A team of researchers from Sandia National Laboratories has demonstrated, faster, more efficient ways to turn discarded plant matter into chemicals that could be worth millions. The team’s findings could help transform the economics of making fuels and other products from domestically grown renewable sources.
Lignin, the tough material left over from biofuel production, contains compounds that can be converted into products like nylon, plastics and drugs. It is one of the main components of plant cell walls and gives plants structural integrity as well as protection from microbial attacks.
Products made from converted lignin could subsidize biofuel production, making the cost of biofuels more competitive with petroleum. Unfortunately, lignin’s toughness also makes it difficult to extract its valuable compounds. Scientists have wrestled for decades with deconstructing it. As a result, lignin often sits unused in giant piles.
Seema Singh, Sandia bioengineer, and her team have demonstrated two new routes to lignin conversion that combines the advantages of earlier methods while minimizing their drawbacks.
To break the bonds between compounds that make up lignin scientists have either employed chemicals or tiny organisms like bacteria or fungi. The gentler biological methods enable the production of specifically targeted compounds. To fully break down lignin using the approach could take weeks or months.
Harsh chemicals can deconstruct lignin in hours or even minutes. But this method requires expensive catalysts and is sometimes toxic and unsustainable. Worse, the chemical methods lead to a mixture of compounds that each appear in extremely small quantities.
"You get a little bit of whole lot of various chemicals when you break down lignin this way," explained Singh. "The quantities yielded are not terribly useful."
Her team has demonstrated two new techniques that incorporate the speed of a chemical method and the precision of a biological on. In both cases, Singh’s team ultimately produced high-value chemicals that currently are derived only from petroleum -- muconic acid and pyrogallol.
Muconic acid can easily be turned into nylon, plastics, resins or lubricants and pyrogallol has anti-cancer applications. Singh reports these chemicals have a combined market value of $255.7 billion.
"Muconic acid is what we call a platform chemical. From there, creating new products is really just a matter of imagination," she said.
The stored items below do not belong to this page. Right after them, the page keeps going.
PR #293, opened 2022-03-04
Load all NXdata axes

### LINKED ISSUE #292: Extend NXdata loading to interpret and load datasets referenced by `AXISNAME_indices` attributes
This will be required for loading, e.g., NuRF data.

SimonHeybrock:
Fixes #292, and attempts to load axes even if those attributes are not present, as recommended in https://manual.nexusformat.org/classes/base_classes/NXdata.html#nxdata-axisname-indices-attribute.

### DIFF
--- a/src/scippneutron/file_loading/nxdata.py
+++ b/src/scippneutron/file_loading/nxdata.py
@@ -92,8 +92,7 @@ class NXdata(NXobject):
             # since legacy files do not set this attribute.
             indices = self.attrs.get(f'{name}_indices')
             if indices is None:
-                if self.attrs.get('axes', self._axes_default) is not None:
-                    axes = self.attrs.get('axes', self._axes_default)
+                if (axes := self.attrs.get('axes', self._axes_default)) is not None:
                     # Unlike self.dims we *drop* entries that are '.'
                     axes = [a for a in axes if a != '.']
                 elif 'axes' in self._signal.attrs:
--- a/src/scippneutron/file_loading/nxdata.py
+++ b/src/scippneutron/file_loading/nxdata.py
@@ -117,7 +117,7 @@ class NXdata(NXobject):
                     if len(shape) != 0:
                         raise NexusStructureError("Could not determine axis indices")
             else:
-                dims = np.array(da.dims)[indices]
+                dims = [np.array(da.dims)[indices]]
             index = to_plain_index(dims, select, ignore_missing=True)
             da.coords[name] = self._loader.load_dataset(self._group,
                                                         name,
--- a/src/scippneutron/file_loading/nxdata.py
+++ b/src/scippneutron/file_loading/nxdata.py
@@ -87,7 +87,8 @@ class NXdata(NXobject):
 
         for name in items:
             # Newly written files should always contain indices attributes, but the
-            # standard recommends that readers should also make "best effort" guess.
+            # standard recommends that readers should also make "best effort" guess
+            # since legacy files do not set this attribute.
             indices = self.attrs.get(f'{name}_indices')
             if indices is None:
                 if self.attrs.get('axes', self._axes_default) is not None:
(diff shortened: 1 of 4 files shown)


src/scippneutron/file_loading/nxdata.py
```diff
@@ -79,16 +80,50 @@ def _getitem(self, select: ScippIndex) -> sc.DataArray:
...
+        skip += list(self.attrs.get('auxiliary_signals', []))
+        items = [k for k in self.keys() if isinstance(self[k], Field)]
+        items = [k for k in items if k not in skip]
+
+        for name in items:
+            # Newly written files should always contain indices attributes, but the
+            # standard recommends that readers should also make "best effort" guess
+            # since legacy files do not set this attribute.
+            indices = self.attrs.get(f'{name}_indices')
+            if indices is None:
```
jl-wynen, line 94: Do we want to start using this or does it hurt readability?
```suggestion
            if (indices := self.attrs.get(f'{name}_indices')) is None:
```

src/scippneutron/file_loading/nxdata.py
```diff
@@ -79,16 +80,50 @@ def _getitem(self, select: ScippIndex) -> sc.DataArray:
...
+                if self.attrs.get('axes', self._axes_default) is not None:
+                    axes = self.attrs.get('axes', self._axes_default)
```
jl-wynen, line 96: Here, we can definitely use it, I think
```suggestion
                if (axes := self.attrs.get('axes', self._axes_default)) is not None:
```

src/scippneutron/file_loading/nxdata.py
```diff
@@ -79,16 +80,50 @@ def _getitem(self, select: ScippIndex) -> sc.DataArray:
...
+                    shape = list(self[name].shape)
+                    dims = []
+                    for dim, l in da.sizes.items():
+                        if len(shape) == 0:
+                            break
+                        if shape[0] == l:
+                            dims += [dim]
+                            shape.pop(0)
+                    if len(shape) != 0:
+                        raise NexusStructureError("Could not determine axis indices")
```
jl-wynen, line 120:
```suggestion
                        raise NexusStructureError(f"Could not determine axis indices for {self}")
```

tests/nxdata_test.py
```diff
@@ -0,0 +1,137 @@
...
+    da.coords['xx2'] = da.data['yy', 1]
+    da.coords['yy'] = da.data['xx', 0]
+    builder.add_data(Data(name='data1', data=da))
+    with resource(builder)() as f:
+        data = nexus.NXroot(f, loader)['entry/data1']
+        loaded = data[...]
+        assert sc.identical(loaded, da)
+
+
+def test_guessed_dim_for_2d_coord_not_matching_axis_name(
```
jl-wynen, line 58: What about data with `shape=[2,2]`? If I read it correctly, the code would currently load this data but does not check if the indices are correct. I think it should raise an exception in this case.

src/scippneutron/file_loading/nxdata.py
```diff
@@ -79,16 +80,50 @@ def _getitem(self, select: ScippIndex) -> sc.DataArray:
...
+            else:
+                dims = np.array(da.dims)[np.array(indices).flatten()]
+            index = to_plain_index(dims, select, ignore_missing=True)
+            da.coords[name] = self._loader.load_dataset(self._group,
+                                                        name,
+                                                        dimensions=dims,
+                                                        index=index)
+
```
jl-wynen, line 128: Pretty long and deeply indented function. Can you split it?

src/scippneutron/file_loading/nxdata.py
SimonHeybrock: I think it does hurt readability a bit. But probably it would just take time getting used to it.

src/scippneutron/file_loading/nxdata.py
SimonHeybrock: 👍

src/scippneutron/file_loading/nxdata.py
SimonHeybrock: Done.

tests/nxdata_test.py
SimonHeybrock: Changed, but I am not sure it is the right way. Wouldn't it make sense to assume that it is not transposed?

jl-wynen (approved):

PR #294, opened 2022-03-07
Load monitor positions

nvaytet:


src/scippneutron/file_loading/_positions.py
```diff
@@ -15,26 +16,39 @@ class PositionError(Exception):
     pass
 
 
+def _make_prefixed_names(name, prefix):
+    if prefix is None:
+        prefix = f"{name}_"
+    return prefix + "transform", prefix + "position", prefix + "base_position"
```
SimonHeybrock, line 22: Is this so you can support moving monitors? Is that really required?

nvaytet: I just copied the way it was done for other components, as you suggested. I didn't really think about moving components.

src/scippneutron/file_loading/_monitor_data.py
```diff
@@ -69,6 +71,12 @@ def load_monitor_data(monitor_groups: List[Group], nexus: LoadFromNexus) -> Dict
             else:
                 monitor = nxmonitor[()]
             monitor_name = group.name.split("/")[-1]
+            load_positions_of_components(groups=[group],
+                                         data=monitor,
+                                         name=monitor_name,
+                                         nx_class=nx_monitor,
+                                         nexus=nexus,
+                                         name_prefix="")
```
SimonHeybrock, line 79: I think I should add support for NXtransformations in the new API, so this bit can be moved in `NXmonitor` above.

src/scippneutron/file_loading/_positions.py
```diff
@@ -44,32 +58,35 @@ def load_positions_of_components(groups: List[Group],
...
 
 def _get_base_pos_and_transforms_of_component(
-        group: Group,
-        name: str,
-        nx_class: str,
-        nexus: LoadFromNexus,
-        default_position: Optional[np.ndarray] = None
-) -> Tuple[sc.Variable, sc.DataArray]:
+        group: Group, name: str, nx_class: str, nexus: LoadFromNexus,
+        default_position: ArrayLike) -> Tuple[sc.Variable, sc.DataArray]:
```
SimonHeybrock, line 89: 👍 on getting rid of the hidden default of [0,0,0]

tests/test_load_nexus.py
```diff
@@ -2026,6 +2029,40 @@ def test_load_monitors_with_event_mode_data(load_function: Callable):
                  dtype=sc.DType.float64))
 
 
+def test_load_monitor_with_transformation(load_function: Callable):
```
SimonHeybrock, line 2032: You said you had trouble with the unit test...? This looks ok at first sight.

nvaytet: The test passes when loading from nexus, fails when loading from json

SimonHeybrock (approved):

The team’s first new conversion method is a multi-stage process that begins by pre-treating lignin with a weak solution of hydrogen peroxide and water. Intermediary molecules vanillin and syringate result from the treatment.
A strain of E. coli specially modified by Sandia microbiologist Weihua Wu then consumes these middle stage compounds and several additional compounds emerge in the mix and ultimately the process results in the two final chemicals.
But Singh was not satisfied with the amount of muconic acid yielded from the process. So she and her team challenged themselves to find a way to maximize their muconic acid yield and tested a second conversion method.
The second method skips the process of having to break down the lignin altogether. The team genetically engineered a tobacco plant. As it grows, the plant will produce high amounts of intermediate compound protocatechuate. Then the only steps remaining to extract that PCA and use the engineered E. Coli to make the muconic acid.
"We basically skipped three-quarters of the steps we were doing previously by engineering the plant to grow intermediate chemicals," Singh said. "PCA can be easily extracted from the modified tobacco and converted into muconic acid with little effort."
The plant engineered route is not only more efficient but it also successfully solves the team’s self-imposed challenge of maximizing muconic acid yield by as much as 34 percent percent over previous conversion methods.
Sandia funded the majority of the work on this project through its Laboratory Directed Research and Development program. The tobacco plant engineering work was done by Singh’s collaborators from the feedstock division at the Joint BioEnergy Institute in Emeryville, California, including Dominique Loque and Aymerick Eudes.
Singh directs the biomass pretreatment program at the institute which is staffed by the scientists from a consortium of laboratories including Lawrence Berkeley National Laboratory. She believes future research into increasing lingnin’s economic value will be heavily influenced by her team’s demonstrations.
The biggest challenge in the field will be further maximizing the yield of valuable chemicals and the rate at which they can be yielded.
"Everyone understands that hybrid approaches are key to lignin valorization," Singh said.
Industrial adoption of this technology will depend on the ability to quickly produce large amounts of high-value product.
"If you can only make milligram amounts in a month from a bug, that just won't cut it," Singh said. "You want the organisms to make kilogram amounts in less than an hour, ideally."
A paper on this technology was published in Scientific Reports.